A few hours later, when it was time for the weekly communications session, the Deep Space Network and mission controllers promptly recognized that the spacecraft was in safe mode. As with the safing in November, a small team gathered during the night to begin the diagnosis, and more team members joined after dawn. It did not take long to reach a conclusive explanation based on the error code stored by the software and other data downloaded from the spacecraft. The culprit was a cosmic ray.

By the time the detailed analysis of the safing was concluding, mission controllers were already commanding the spacecraft step-by-step out of safe mode, returning it to its normal flight configuration. Within a few days, Dawn was ready to resume work, and before the end of the week was thrusting with its ion propulsion system again. (The effect of having missed some thrusting that week is not significant for the mission.)

While Dawn will thrust during most of its interplanetary cruise, the flight plan includes some periods of coasting in addition to the normal weekly communications session. One such period was January 22 - 25. Most of this time was devoted to updating software in the main computer.

The main software resides in 4 locations (well, 4 locations on the spacecraft): primary and backup copies in the primary main computer and primary and backup copies in the backup main computer. Three copies of flight software 7.0 were installed on the spacecraft in November. As reported in the last log, the primary main computer was scheduled to receive its backup copy during this break in thrusting.
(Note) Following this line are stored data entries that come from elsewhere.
PR #1436, opened 2020-04-02
[READY] DroneCI GPU integration

ya7ya:
This adds DroneCI configuration to `go-livepeer`, which is like circleCI but self hosted and we have a modified version that allows us to run the tests on GPU enabled pods.

**How does it work?**
Once a PR is opened or new commits are pushed, DroneCI will run 2 `go-livepeer` deployments, one running the PR build , and one running Master build. Then using `stream-tester` it'll stream a sample file to each deployment and get back the results.

The results can then be compared to check whether the new PR build has a better success rate than the current `master` build. The goal is to always make sure we're improving the success rate and not adding new issues.

**improvements**

It'd be cool to compile a sample file that contains all the edge case segments that we come across to make sure the transcoder can still handle them with the new PR modifications.

**Current issues with this PR**

- The tests will fail only if one of the processes returns an error code, this isn't triggered when the transcoder gets a bad segment and keeps on going. but it'll be reflected in the success rate 

- the current test deployment uses 1 broadcaster 1 orchestrator configuration. but this can be changed to a 3 orchestrator setup if needed.

Let me know what you think, Feedback is welcome :wave:

### DIFF
--- a/.circleci/config.yml
+++ b/.circleci/config.yml
@@ -47,14 +47,18 @@ jobs:
           # Our Docker tag name should be our branch name with just alphanums
           BRANCH_TAG=$(echo $CIRCLE_BRANCH | sed 's/\//-/g' | tr -cd '[:alnum:]_-')
           VERSION_TAG=$(./print_version.sh)
+          SHA_TAG=$(git describe --always --long --abbrev=8)
           docker build -t current-build -f docker/Dockerfile.release-linux .
-          for TAG in $BRANCH_TAG $VERSION_TAG; do
+          for TAG in $BRANCH_TAG $VERSION_TAG $SHA_TAG; do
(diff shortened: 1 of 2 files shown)


criticaltv:
Hooray, I support all use of Continuous Integration. Bravo!

Here's a proposal for something to test:

**Input:** binaries created by [@darkdarkdragon's automated-build-process](https://github.com/criticaltv/go-livepeer/blob/patch-1/doc/install.md#option-5-automated-build-process---latest-codebase).

**Setup:** [run the binary](https://github.com/criticaltv/go-livepeer/blob/patch-1/doc/install.md#running-the-software) with `./livepeer -broadcaster`

**Test:** perform [basic test of the running software](https://github.com/criticaltv/go-livepeer/blob/patch-1/doc/install.md#basic-test-of-the-installation).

While it had been planned before launch to transmit 7.0 to the spacecraft in November, after the software was finalized, the need for one additional change was recognized. For technical reasons it was not necessary to change all the stored copies; rather, it was sufficient to modify (or "patch") only the version that was running. Making that change on December 12 advanced the software to 7.0.1.

As Dawn moves farther from its former home, a planet it is not scheduled ever to visit again, its capability to communicate with Earth diminishes. The large main antenna is strong enough that no changes are needed yet, but the smaller, auxiliary antennas do not permit the same level of performance that they did earlier in the mission. As explained last month and before launch, when Dawn enters safe mode, it uses 1 of these auxiliary antennas. Now that the distance to Earth has increased so much, the weaker signals require lower transmission and reception rates. Engineers decided several years ago to start the mission with safe mode programmed to use data rates that were too high to work throughout the mission but would allow simplified operations during the first months of the flight. Those months have now passed, so following that plan established before launch, the software was patched to use lower data rates whenever safe mode is called. The new values were put into in the primary and backup locations in the primary and backup main computers on January 23 and 24.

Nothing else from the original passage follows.